In the late afternoon, when we got the first glimpse of Glacier Grey and the enormous ice fields all around, we felt like we'd discovered something amazing.


And when finally I stumbled into the campsite that evening, where the other hikers were already settling into their down sleeping bags, I was convinced that they, not I were pussies.


It gets easier from here...
It did not escape the attention of some of the members of our group, that we were camped just near an enormous glacier. Me? I slept straight through the thunderous noise as chunks of ice broke off the terminal face and slid into the water, to eventually come drifting past the little beach we were camped beside.

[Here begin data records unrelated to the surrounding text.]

PR #727, opened 2025-03-12
[#702] Refactor shouldBlockAddLiquidity + reasons

### LINKED ISSUE #702: Refactor shouldBlockAddLiquidity + reasons
We have a dangerous duplication in two different functions that should be probably one: 

`shouldBlockAddLiquidity` and `getPoolAddBlockedReason`

- [ ] - Add tests for uncovered cases
- [ ] - Refactor in a way that we don't duplicate the block rules

agorer:
Closes #702


groninge01:
i wonder if we need to show all the reasons in the tooltip when there are also alerts shown above?

image

agorer:
> i wonder if we need to show all the reasons in the tooltip when there are also alerts shown above?

Wouldn't it be the case that we need to show either all the reasons or none (if we think the alerts are enough to convey why the button is disabled). Maybe @uiuxxx can shed some light on the matter.

packages/lib/shared/utils/text-format.ts
```diff
@@ -0,0 +1,3 @@
+export function formatTextListAsItems(items: string[]): string {
+  return items.reduce((acc: string, item: string) => acc + (acc ? '\n' : '') + '- ' + item, '')
```
agualis, line 2: According to Groninge's screenshot, the alerts VS tootip items are displayed in reversed order.
```suggestion
  return items.reverse().reduce((acc: string, item: string) => acc + (acc ? '\n' : '') + '- ' + item, '')
```

agualis (approved):

PR #750, opened 2025-03-19
fix: token image optimization

groninge01:
- allow overflow for logo-in-logo images
- round square images a bit


groninge01:
@uiuxxx already tested it and found nothing weird

agorer (approved):

PR #760, opened 2025-03-21
Issue 742

agualis:


agualis:
Already merged into https://github.com/balancer/frontend-monorepo/pull/520

PR #781, opened 2025-03-26
Added protocol filter

### LINKED ISSUE #779: Display Protocol filter when selected
Usually when a filter is selected, the item is placed as a chip under the "Liquidity pools" header of the pools list (which the user can close directly from that chip UI). 

In this example, there are two filters selected: "Weighted" and "v2", however only the "Weighted" chip is displayed. 

Image

The task:
- Add a protocol chip to the filtered items list, if anything but "All" is selected.
- e.g. If "v2" is selected, show a "v2" chip with a close icon (e.g. how we are displaying the "Weighted" chip in the example above.
- If the default "All" is selected, do not display a chip.

0xAnon0602:
Fixes #779 

image
image

### DIFF
--- a/packages/lib/modules/pool/PoolList/PoolListFilters.tsx
+++ b/packages/lib/modules/pool/PoolList/PoolListFilters.tsx
@@ -66,7 +66,7 @@ const SLIDER_STEP_SIZE = 100000
 
 export function useFilterTagsVisible() {
   const {
-    queryState: { networks, poolTypes, minTvl, poolTags, poolHookTags },
+    queryState: { networks, poolTypes, minTvl, poolTags, poolHookTags, protocolVersion },
   } = usePoolList()
   const [isVisible, setIsVisible] = useState(false)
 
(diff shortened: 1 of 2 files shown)


packages/lib/modules/pool/PoolList/PoolListFilters.tsx
```diff
@@ -350,13 +355,37 @@ export function FilterTags({
...
+          >
+            <Tag size="lg">
+              <TagLabel>
+                <Text fontSize="sm" fontWeight="bold">
+                  {protocolVersion === 1 ? 'CoW' : `v${protocolVersion}`}
+                </Text>
+              </TagLabel>
+              <TagCloseButton onClick={() => setProtocolVersion(null)} />
+            </Tag>
+          </motion.div>
```
groninge01, line 386: maybe now is the time to make this more DRY

groninge01 (approved):

PR #794, opened 2025-03-27
[#783] veBAL: Expired veBAL error

### LINKED ISSUE #783: veBAL: Expired veBAL error
Bug report:
- When the user's lock for their 'B-80BAL-20WETH' has expired, they should not have any veBAL. 
- Currently, the display shows small amounts like `<0.0001`

Image

Image

Task:
- Fix the display so that the user has zero veBAL when their lock has expired. 
- This is most likely an API error, so it may be best to coordinate with Franz to see why the API is returning the error. 
- This error is also displayed on the Vote page within the 'My veBAL' chip (pictured above).
- The display should look per the designs below:

Design:
- https://www.figma.com/design/Jrm12lbqVzLh1F46nWjdoK/zen-veBAL?node-id=1120-5988&t=DnRswGpo8MmX6Ket-1

Expired wallet to impersonate to see and test this issue:
- 0x6C8F61d3043f639F3404910A632cE0eA154b51d2

agorer:
Closes #783


packages/lib/modules/vebal/useVebalUserData.ts
```diff
@@ -24,7 +24,7 @@ export function useVebalUserData() {
   return {
     data,
     refetch,
-    isConnected,
+    isConnected, // FIXME: [JUANJO] we shouldn't return account data from here
```
agualis, line 27: Can you fix it already in this PR?

agualis (changes requested):

packages/lib/modules/vebal/useVebalUserData.ts
agorer: I thought it was used in multiple places, but seems like isConnected is only used once. Will change it here.

agualis (approved):

PR #295, opened 2018-03-10
Load extensions with `postgresql_ext` instead of `psql`

gclough:
Fixes #292.

Convert from using `psql` to using the Ansible module `postgresql_ext`, which I suspectis a more reliable method.

PR #307, opened 2018-03-16
Use postgresql ext for extensions

sebalix:
Replace https://github.com/ANXS/postgresql/pull/295
ping @gclough


sebalix:
Rebased on top of master and fix conflicts.

PR #308, opened 2018-03-19
Prepare for PostgreSQL v10 (and v11)

gclough:
To let people know that the project is active, we should show that we're looking to the future... first with v10 compatibility, but then with v11 which is out in 6 months from now.

I also fixed the spelling of "CentOS", to match the convention:

https://wiki.centos.org/FAQ/General#head-4b2dd1ea6dcc1243d6e3886dc3e5d1ebb252c194


jlozadad:
#321

Issue #318, opened 2018-03-26
Ensure all default parameters which are "enum" are quoted


gclough:
Some parameters are of type "enum", which means they should take a string.  One example is `huge_pages`:

```
postgresql_huge_pages:           try   # on, off, or try
```

This works with simply `try`, but if you try to use "on/off", then that will resolve to true/false, and give an error in the PostgreSQL startup:

```
[ansible@localhost ~]$ ansible-playbook postgres.yml -i hosts --extra-vars='{"postgresql_huge_pages": on}'

/etc/postgresql/9.6/data)$ grep huge_pages postgresql.conf
huge_pages = True                       # on, off, or try
```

In the morning, we went further up the hill to get a better look at Glacier Grey from the campsite we'd hoped to have reached the previous evening. After a bit of a scramble we got to the lookout that sits high above the ice and for over an hour, we admired the deep blue crevasses and waited for the glacier to calve. When they did the chunks of ice seemed miserably small in comparison to the thundering roar, which got us thinking about just how enormous the glacier, the mountains and ice fields beyond, really were.


By the afternoon, when we'd picked up our packs and were headed for the middle of the W, the famous Patagonian wind was in the mood to play. The gusts would come in so strong, that our footsteps would inevitably land everywhere but where we'd intended, giving us the appearance of drunken backpackers stumbling from one side of the path to the other. I'd been warned, but it had always seemed inconceivable that the wind could so casually almost knock us off our feet.

Later in the day and in a seemingly entirely different section of the park the wind eased. Without needing to worry about staying on our feet, we could focus on how much the scenery had changed just from that morning. From rocky cliffs and forest, we we're walking straight towards the heart of the Paine massif, past turquoise glacial lakes and shrubs set aflame with flowers.
 


Finally, not long before night fall, we crossed a very cool suspension bridge over an icy river to reach our campsite in the shelter of the lenga forest. While the Patagonian wind swept through the canopy, I dreamt about the glaciers and mountains I'd gotten a glimpse of upstream.